Voy a suponer que se requiere desalojar lo más que se pueda de humedad de dentro del tanque cerrado con agua.
La humedad que esta arriba de la superficie del agua.

Se podría lograr haciendo circular, por un conducto, aire seco hacia el interior del tanque y dejándolo salir por otro conducto. El aire seco deberá tener menos partes por millón de humedad que el nivel que se pretende controlar.

El control se lograría por medio de un sensor de humedad conectado a un medidor de humedad. Este medidor deberá tener una salida de control digamos de 0 a 5 miliamperes proporcionales a la cantidad de humedad que esta midiendo. También puede ser un voltaje proporcional a Bla, Bla, Bla.

Esta señal proveniente del medidor se aplicaría a un circuito electrónico que controlaría la proporcionalidad de apertura de una válvula llamada proporcional para el flujo del aire seco.

También se puede utilizar, para desalojar la humedad, Nitrógeno. U otro gas barato pero seco.

Otro metodo podría ser condensando el vapor de humedad. Una vez condensado se puede hacer caer hacia el agua.

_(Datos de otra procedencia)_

PR #120, opened 2020-07-09
Add support for Add and Rm Batch Requests

yashvardhannanavati:


yashvardhannanavati:
Working on adding the docs in a separate commit. It'll be a part of this PR. :)

iib/web/api_v1.py
```diff
@@ -460,3 +460,108 @@ def regenerate_bundle_batch():
...
+                # Check for the validity of a RM request
+                request = RequestRm.from_json(build_request, batch)
+            elif build_request.get('bundles'):
+                # Check for the validity of an Add request
+                request = RequestAdd.from_json(build_request, batch)
+            else:
+                raise ValidationError('Build request is not a valid Add/Rm request.')
+        except ValidationError as e:
+            # Rollback the transaction if any of the build requests are invalid
+            db.session.rollback()
```
rohanpm, line 495: I'm curious if this is actually needed given that you're just about to exit the request handler anyway?  Is there something in place to automatically rollback if a request handler raises (or if not rollback, just drop the session without committing)?

If it is needed to explicitly rollback whenever a request is about to fail: that seems awfully fragile.  It's not like ValidationError is the only kind of error which could possibly occur.  Why is it appropriate to roll back on that exception and not others?

Based on this text in https://flask-sqlalchemy.palletsprojects.com/en/2.x/quickstart/ I'd have thought that this code isn't useful:

> You have to commit the session, but you don’t have to remove it at the end of the request, Flask-SQLAlchemy does that for you.

iib/web/api_v1.py
```diff
@@ -460,3 +460,108 @@ def regenerate_bundle_batch():
...
+            raise ValidationError(
+                f'{str(e).rstrip(".")}. This occurred on the build request in '
+                f'index {payload["build_requests"].index(build_request)}.'
+            )
+        db.session.add(request)
+        requests.append(request)
+
+    db.session.commit()
+    messaging.send_messages_for_new_batch_of_requests(requests)
```
rohanpm, line 504: What happens if we're interrupted after the DB commit and before the messages are sent (or if message sending fails) - does the system ever detect and recover from the "lost" requests?

iib/web/api_v1.py
yashvardhannanavati: Nice catch! I believe I can remove that piece of code.

/cc @mprahl @lcarva

iib/web/api_v1.py
yashvardhannanavati: So if an error is encountered while sending messages, it is considered as a non-fatal error and the request continues its course. The delivery of messages is not guaranteed by IIB.

yashvardhannanavati:
@midnightercz @chandwanitulsi @lipoja @querti @JayZ12138 Could you PTAL?

iib/web/api_v1.py
mprahl: So Flask-SQLAlchemy will call `session.remove` when the Flask application context is torn down:
https://github.com/pallets/flask-sqlalchemy/blob/7352d8b941b397b58341667c455c989baba16cd1/src/flask_sqlalchemy/__init__.py#L852

This ends up calling `session.close` which rolls back the transaction as described here:
https://docs.sqlalchemy.org/en/13/orm/contextual.html#using-thread-local-scope-with-web-applications

So yes, the line was unnecessary but it was also harmless.

iib/web/static/api_v1.yaml
```diff
@@ -416,6 +416,62 @@ paths:
...
+              properties:
+                annotations:
+                  type: object
+                  description: >
+                    An arbitrary JSON object associated with the batch. This is accessed by the
+                    "batch_annotations" key's value on a build request in the batch.
+                build_requests:
+                  type: array
+                  description: >
+                    Request objects of type Add or Rm
```
mprahl, line 439:
```suggestion
                  description: Request objects of type Add or Rm
```

iib/web/static/api_v1.yaml
```diff
@@ -416,6 +416,62 @@ paths:
...
+        '400':
+          description: The input is invalid
+          content:
+            application/json:
+              schema:
+                type: object
+                properties:
+                  error:
+                    type: string
+                    example: '"organization" must be a string'
```
mprahl, line 464: This message should indicate the index the failure occurred in.

tests/test_web/test_api_v1.py
```diff
@@ -1316,3 +1316,146 @@ def test_regenerate_bundle_batch_invalid_input(payload, error_msg, app, auth_env
...
+    annotations = {'msdhoni': 'The best captain ever!'}
+    data = {
+        'annotations': annotations,
+        'build_requests': [
+            {
+                'bundles': ['registry-proxy/rh-osbs/lgallett-bundle:v1.0-9'],
+                'binary_image': 'registry-proxy/rh-osbs/openshift-ose-operator-registry:v4.5',
+                'from_index': 'registry-proxy/rh-osbs-stage/iib:v4.5',
+                'add_arches': ['amd64'],
+                'cnr_token': 'no_tom_brady_anymore',
```
mprahl, line 1334: :cry:

tests/test_web/test_api_v1.py
```diff
@@ -1316,3 +1316,146 @@ def test_regenerate_bundle_batch_invalid_input(payload, error_msg, app, auth_env
 
     assert rv.status_code == 400, rv.json
     assert rv.json == {'error': error_msg}
+
+
+@mock.patch('iib.web.api_v1.handle_add_request')
+@mock.patch('iib.web.api_v1.handle_rm_request')
+@mock.patch('iib.web.api_v1.messaging.send_messages_for_new_batch_of_requests')
+def test_add_rm_batch_success(mock_smfnbor, mock_hrr, mock_har, app, auth_env, client, db):
```
mprahl, line 1324: Optional: It'd also be good to ensure the requests were created in the database

iib/web/api_v1.py
```diff
@@ -460,3 +460,103 @@ def regenerate_bundle_batch():
...
+    request_jsons = []
+    # This list will be used for the log message below and avoids the need of having to iterate
+    # through the list of requests another time
+    request_id_strs = []
+    for build_request, request in zip(payload['build_requests'], requests):
+        request_jsons.append(request.to_json())
+        request_id_strs.append(str(request.id))
+
+        if isinstance(request, RequestAdd):
+            celery_queue = _get_user_queue()
```
lcarva, line 510: We could this once before entering the loop and use the value when calling `handle_add_request.apply_async` as well as `handle_rm_request.apply_async`.

tests/test_web/test_api_v1.py
yashvardhannanavati: haha, I was hoping you would notice it :p

iib/web/api_v1.py
```diff
@@ -460,3 +460,103 @@ def regenerate_bundle_batch():
...
+            args = [
```
lcarva, line 511: Having to maintain this list in two places is going to bite us. As a future enhancement, we should introduce helper functions that can construct `args` and `safe_args` in a single place for each request type.

iib/web/models.py
```diff
@@ -728,11 +728,6 @@ def _from_json(
         if current_user.is_authenticated:
             request_kwargs['user'] = current_user
 
-        # Add the request to a new batch
-        batch = Batch()
```
lcarva, line 732: I don't understand why this was moved.

yashvardhannanavati: The choice was between adding another arg to the `cls._from_json` function of the parent class right from the API call (when annotations are present) and creating a batch in the from_json methods of the respective child classes. I chose the latter because it now also becomes consistent with the from_json method of the RegenerateBundle class. 

If you feel strongly against it, I would be happy to move it back to where it was and introduce an extra arg.

querti:
LGTM, As far as I can tell.

iib/web/models.py
lcarva: Hang on. All you have to do is add a new optional parameter, `batch`, to `RequestIndexImageMixin._from_json`, `RequestAdd.from_json`, and `RequestRm.from_json`. The last two already call the first. It's just then a matter of forwarding whatever `batch` parameter was given.

I don't have a strong opinion on this. I just don't think the duplication is necessary though.

iib/web/api_v1.py
yashvardhannanavati: +1. Filed CLOUDDST-1705 for the same

iib/web/models.py
yashvardhannanavati: You got to me. I have made the change. :)

tests/test_web/test_api_v1.py
```diff
@@ -1316,3 +1316,149 @@ def test_regenerate_bundle_batch_invalid_input(payload, error_msg, app, auth_env
...
+                    ", 2, 'registry:8443/iib-build:11', None, None, None]"
+                ),
+                link_error=mock.ANY,
+                queue=None,
+            ),
+        )
+    )
+
+    assert db.session.query(RequestAdd).filter_by(id=1).scalar()
+    assert db.session.query(RequestRm).filter_by(id=2).scalar()
```
mprahl, line 1401: @yashvardhannanavati not a big deal, but the proper way to do this is as follows:
```python
assert db.session.query(RequestAdd).get(1)
```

También, y creo es lo mas barato, pero depende de otros muchos factores. Mantener el tanque completamente lleno de agua. Si se puede a una presión mayor a la atmosférica. 

En fin se puede uno poner a soñar y las ideas van surgiendo.

saludos
a sus ordenes


----------



## radni (Oct 4, 2009)

Después de todas estas disquisiciones semánticas-ortográficas volviendo al tema que nos plantea el forista rolandoDMT el problema en ese caso es el equilibrio entre la fase liquida y gaseosa  presente en el tanque que depende de la relacion de temperatura y presion a que este evolucionando el sistema, si el sistema está sometido a la presion atmosferica se establecerá el equilibrio a la presión de vapor  del agua correspondiente a esa temperatura.
Por lo tanto si se quiere controlar la humedad relativa del volumen de aire sobre la superficie del  liquido encerrado en el tanque lo que sería mas facil es mantener la temperatura del agua del tanque a la correspondiente a la humedad deseada extraida de una tabla psicrometriva (calentarla o enfriarla a la temperatura correspondiente que dé la tabla con lo que automaticamente se equilibra al valor deseado)


----------



## asherar (Oct 4, 2009)

Mirá lo que son las cosas. 
Cuando leí el primer post me vino a la mente un tanque de agua drenando lentamente hacia un sembradío. Pensé que se quería controlar la humedad del suelo. 

Por la forma cómo está planteado, este tema debería ir en "Acertijos de lógica y comprensión". :-?

Saludos


----------